DRAFT PROPOSAL - Porting the PyPy JIT to JVM and MLVM

Thu Feb 28 03:06:17 PST 2008

Antonio Cuni wrote:
> I suspect that the plain JVM version of PyPy JIT will suffer of the same 
> problems; I've not yet made benchmarks, but from what I heard it seems 
> that the process of loading methods is costly on the current JVMs. 
> That's why the short term goal of the PyPy JIT is to generate fast code, 
> not to generate code fast :-).

*Very* costly. When run in 100% AOT mode, JRuby takes 50-200% longer to 
start up most Rails apps. At least we don't have it as bad as the CLR 
folks...since their generated code has to also immediately JIT to native 
code, IronPython takes several *minutes* to start up for some apps. But 
I believe we can do a lot more to improve this on JVM.

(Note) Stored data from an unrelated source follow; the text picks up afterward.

PR #237, opened 2025-04-24
[AL]Fix surface metadata logging

xiaotagn:
Context

We notice no metadata from surface wrapper log into the `ui_event_type` and the `surface` event type. We do have for the mount_event, debug and found it's because we haven't added the metadata from surface into the AL event metadata.

Repro issue: Add metadata in surface wrapper, notice metadata only log for mutation(mount) event
Screenshot 2025-04-23 at 6 09 27 PM

| before fix | after fix |
| Screenshot 2025-04-23 at 6 17 25 PM|
Screenshot 2025-04-23 at 6 19 55 PM|

### DIFF
--- a/packages/hyperion-autologging/src/ALUIEventPublisher.ts
+++ b/packages/hyperion-autologging/src/ALUIEventPublisher.ts
@@ -314,7 +314,6 @@ export function publish(options: InitOptions): void {
         surface,
         surfaceData,
         ...elementText,
-        metadata: {...surfaceData?.metadata,...uiEventData.metadata},
         reactComponentName: reactComponentData?.name,
         reactComponentStack: reactComponentData?.stack,
       };
--- a/packages/hyperion-autologging/src/ALUIEventPublisher.ts
+++ b/packages/hyperion-autologging/src/ALUIEventPublisher.ts
@@ -314,6 +314,7 @@ export function publish(options: InitOptions): void {
         surface,
         surfaceData,
         ...elementText,
+        metadata: {...surfaceData?.metadata,...uiEventData.metadata},
         reactComponentName: reactComponentData?.name,
         reactComponentStack: reactComponentData?.stack,
       };
--- a/packages/hyperion-autologging/src/ALSurfaceVisibilityPublisher.ts
+++ b/packages/hyperion-autologging/src/ALSurfaceVisibilityPublisher.ts
@@ -85,7 +85,7 @@ export function publish(options: InitOptions): void {
     }
   }
 
-  // lookup surfaces that are mounted by their root element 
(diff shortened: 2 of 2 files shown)


packages/hyperion-autologging/src/ALUIEventPublisher.ts
```diff
@@ -314,6 +314,7 @@ export function publish(options: InitOptions): void {
         surface,
         surfaceData,
         ...elementText,
+        metadata: {...uiEventData.metadata,...surfaceData?.metadata},
```
schwartzmx, line 317: Wondering what should take precedence here in this case if there is a key conflict,  should we reverse this where ui metadata takes precedence over the surface metadata?

reshadi:
The change to UI event doesn’t seem right to me.
I’ll check carefully tonight.

packages/hyperion-autologging/src/ALUIEventPublisher.ts
```diff
@@ -314,6 +314,7 @@ export function publish(options: InitOptions): void {
         surface,
         surfaceData,
         ...elementText,
+        metadata: {...surfaceData?.metadata,...uiEventData.metadata},
```
reshadi, line 317: You should not copy `surfaceData?.metadata` here. Each surface has metadata for each type of event defined which is automatically added (see above at line 282).

reshadi (changes requested):

packages/hyperion-autologging/src/ALUIEventPublisher.ts
xiaotagn: Yep, this part has issue (line 282). When I debug the missing data from UI event, the line 282 suppose to handle it but I found it's always null value from `surfaceData?.getInheriteUIEventMetadata(eventName)`. So, the `eventMetadata` never get assigned from the `surfaceData`. Then I found it's due to we haven't setup the `metadata` when the new surface event creates for the UIEvent (ALSurface.ts line 294 and line 308). Not sure how to share the code reference here. 

I will only keep the fix for `ALSurfaceVisibilityPublisher`, for the `ALUIEventPublisher.ts` will handle after utill we have a clear solution to this.

reshadi: Did you expect `<Surface metadate={...}>` to show up on the UI event, or `<Surface uiEventMetadata={...}>` ? 
The metadata of the Surface is not supposed to be added to all UI events. Only its uiEventMetadata is supposed to be added. 

Also, note that this is not as easy as just copying some fields from parent surface. It should get all the data from all ancestor surfaces to make sure data remains consistent even when new child Surfaces are added.

reshadi (approved):

PR #257, opened 2025-08-15
Example for chaining fetches

reshadi:
To test if the trigger flowlet is correct, updated the example to make a chain of calls using fetch, promise, timeout that stresses multiple paths for calculating trigger flowlet.

This already shows that the logic is not fully robust. (will address next)


packages/hyperion-flowlet/src/FlowletManager.ts
```diff
@@ -146,9 +147,56 @@ export class FlowletManager<T extends Flowlet = Flowlet> {
...
+    if (funcInterceptor.testAndSet(IS_FLOWLET_SETUP_PROP_NAME)) {
+      /**
+       * listener is already wrapped and probably has closed on another callFlowlet, or getTriggerFlowlet function
+       * so, we test here to see if we need to create a new interceptor.
+       * This is almost similar to the dependecy list of useCallback in react.
+       */
+      // 
+      const fData = funcInterceptor.getData<FlowletData>(FLOWLET_DATA_PROP_NAME);
+      assert(fData != null, `Flowlet data is not set on the interceptor! This should never happen!`);
+      if (Flags.getFlags().verboseFlowletLogs && fData.getTriggerFlowlet !== getTriggerFlowlet) {
```
schwartzmx, line 171: Super minor,  but notice we check `fData.getTriggerFlowlet !== getTriggerFlowlet` here and immediately below

reshadi:
> Read through each individual commit and overall the changes make sense, I'm curious to test this as well for better linking events

Take a look at the updated example in the network example. If you turn off the flag, and view the algraph, you'll see the broken dependency. 

`    preciseTriggerFlowlet: true,`
image


`    preciseTriggerFlowlet: false,`
image

PR #260, opened 2025-08-27
remove unused code from Surface

reshadi:
To make it easier to use surface in react native, and to enable some features by default, cleaned up old unused code.

### DIFF
--- a/packages/hyperion-autologging/src/ALSurface.ts
+++ b/packages/hyperion-autologging/src/ALSurface.ts
@@ -4,23 +4,17 @@
 
 'use strict';
 
-import * as IElement from "hyperion-dom/src/IElement";
-import { Flowlet } from "hyperion-flowlet/src/Flowlet";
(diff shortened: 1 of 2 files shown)


packages/hyperion-react-testapp/src/AutoLoggingWrapper.ts
```diff
@@ -1,174 +1,174 @@
...
-    }
-  });
-
-  console.log('AutoLogging.init options:', AutoLogging.getInitOptions());
-  // console.log('dsid', getDomainSessionID('localhost'));
-  // console.log('dsid', getDomainSessionID());
-  console.log('sfid', getSessionFlowID());
-
-}
+/**
```
reshadi, line 1: Not sure what is this file like this!  I try to figure out why it is considered changed.

schwartzmx (approved):

PR #261, opened 2025-08-28
Add an element with a label to the list of aspects that should be ignored as the Interactive element

atootoonchianmeta:
The error is reported when an item in GeoRadioList is selected; two separate and similar events are fired. The first one is associated with the input element, and the second one is related to the label element.
The solution is to put the label element, as the list of elements should be ignored, in an interactive state.

### DIFF
--- a/packages/hyperion-autologging/src/ALInteractableDOMElement.ts
+++ b/packages/hyperion-autologging/src/ALInteractableDOMElement.ts
@@ -148,7 +148,7 @@ let ignoreInteractiveElement: (node: Element) => boolean = node => {
    * Later, when we wanted to remove the flag, the cleanup is easy.
    */
   function ignoreInteractiveElementCore(node: Element): boolean {
-    return node.tagName === 'BODY' || node.tagName === 'HTML' ||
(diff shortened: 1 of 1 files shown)


packages/hyperion-autologging/src/ALInteractableDOMElement.ts
```diff
@@ -148,7 +148,7 @@ let ignoreInteractiveElement: (node: Element) => boolean = node => {
    * Later, when we wanted to remove the flag, the cleanup is easy.
    */
   function ignoreInteractiveElementCore(node: Element): boolean {
-    return node.tagName === 'BODY' || node.tagName === 'HTML' ||
+    return node.tagName === 'BODY' || node.tagName === 'HTML' || node.tagName === 'LABEL' ||
```
reshadi, line 151: This will be very hard to remember later. Please add a comment like this:

According to mdn, a click on label, creates a click on the input. https://developer.mozilla.org/en-US/docs/Web/HTML/Reference/Elements/label
We don't want to double count the click, and want to ignore the one on the lable. By not marking it interactive, we would prevent `captureHandler` to run. 

So, that means our problem. is

PR #267, opened 2025-09-09
Fix the style of the surface wrapper

atootoonchianmeta:
Using the GeoALSurface directly for GeoComponent break some UI view due to surface style. Removing  the style fix the issue

Before removing the syle
Screenshot 2025-09-09 at 10 09 51 AM

After removing the style
Screenshot 2025-09-09 at 10 11 04 AM

### DIFF
--- a/packages/hyperion-autologging/src/ALSurface.ts
+++ b/packages/hyperion-autologging/src/ALSurface.ts
@@ -46,6 +46,10 @@ export interface ALSurfaceCapability {
    * When set, will track when the provided ratio [0,1] of the surface becomes visible
    */
   trackVisibilityThreshold?: number;
+  /**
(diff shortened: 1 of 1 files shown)


packages/hyperion-autologging/src/ALSurface.ts
```diff
@@ -290,7 +290,6 @@ export function init(options: InitOptions): ALSurfaceRenderers {
         wrapperElementType,
         {
           [SURFACE_WRAPPER_ATTRIBUTE_NAME]: "1",
-          style: { display: 'contents' },
```
reshadi, line 293: So I assume as we discussed offline, you're going to add the `wrapperStyle` as a field of the capabilities, correct?

PR #269, opened 2025-09-19
Update IReactFlowlet.ts

LukeNgo12:
Optimized this code by extracting the logic into a reusable helper function to improve readability and maintainability, and added type safety with a ComponentWithFlowlet interface.

### DIFF
--- a/packages/hyperion-react/src/IReactFlowlet.ts
+++ b/packages/hyperion-react/src/IReactFlowlet.ts
@@ -88,38 +88,52 @@ export function init<
   const IS_FLOWLET_SETUP_PROP = 'isFlowletSetup';
 
   IReactComponent.onReactClassComponentIntercept.add(shadowComponent => {
-    const methods = [
-      shadowComponent.render,
-      shadowComponent.componentWillMount,
-      shadowComponent.componentDidMount,
-      shadowComponent.componentWillReceiveProps,
-      shadowComponent.shouldComponentUpdate,
-      shadowComponent.componentWillUpdate,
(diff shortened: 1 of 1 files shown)


packages/hyperion-react/src/IReactFlowlet.ts
```diff
@@ -88,38 +88,52 @@ export function init<
...
+// Replace 'any' with the actual type of your component if known.
+interface ComponentWithFlowlet extends React.Component {
+  props: {
+    // Replace with the actual type of your props.
+    [key: string]: any;
+  };
+}
+
+// A helper function to apply the flowlet logic.
+const applyFlowletInterceptor = (method: Function): void => {
```
reshadi, line 101: This is reducing the type safety of the method. The reason in the original code the whole thing was inlined was to ensure TS can type check each method type. That means in VSCode, the intelisense fully work.

packages/hyperion-react/src/IReactFlowlet.ts
```diff
@@ -88,38 +88,52 @@ export function init<
...
-      if (method.testAndSet(IS_FLOWLET_SETUP_PROP)) {
-        return;
+  // Define a type for the component with the flowlet property.
+// Replace 'any' with the actual type of your component if known.
+interface ComponentWithFlowlet extends React.Component {
+  props: {
+    // Replace with the actual type of your props.
+    [key: string]: any;
+  };
+}
```
reshadi, line 98: this type is already defined above with much stronger typing.

reshadi (changes requested):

This is largely why we interpret at first (the other major reason being 
that I knew I couldn't write the whole compiler at once, so we released 
a partial compiler in JIT mode for 1.0).

> For JRuby, maybe the are ways to reuse the PyPy machinery to 
> automatically produce a JIT from it (e.g. by writing a Java frontend to 
> the translation toolchain), but of course this would be a veeeery long 
> term goal :-).

Hopefully not too long term...at least if we can find ways to feed in 
the same structures to your TT. We discussed what might be required when 
John Rose and I met with the other PyPy folks a few months ago.

> I honestly have no clue about it yet. In an ideal world, it should be 
> enough to produce "good old java bytecode" and let the JIT of the VM to 
> do all the needed optimizations, but we cannot know in advance  and I 
> suspect it won't be enough, i.e. the code produced won't be optimal.

This may be the case...but I think we can do a lot for Python on JVM 
with even a naive first attempt at this, especially since the naive 
first attempt with PyPy will probably be pretty good.

> About the idomatic JVM bytecode; I think the code generated will be more 
> or less idiomatic apart from promotion_: by design, PyPy JIT generates a 
> lot of small chunks of code that need to be chained together; in 
> particular, to implement promotion we need a "growable switch" in which 
> we can add new cases at runtime: since I don't think it is possible to 
> dynamically modify the bytecode of an existing method, we need to think 
> an alternative way to implement it.

The switch would need to be generated into its own method+class, and 
we'd throw it away as needed to generate new ones. Again, permgen hell, 
but it can be managed.

> Having a more direct interface to the underlying VM would probably help 
> greatly, but I have to admit that I don't know much of what you could do 
> with it. E.g., could it give you the possibility to change the bytecode 
> of an existing method?

I believe this is possible already through some of the debugging 
interfaces, and potentially could be made generally applicable with a 
bit of tweaking.

- Charlie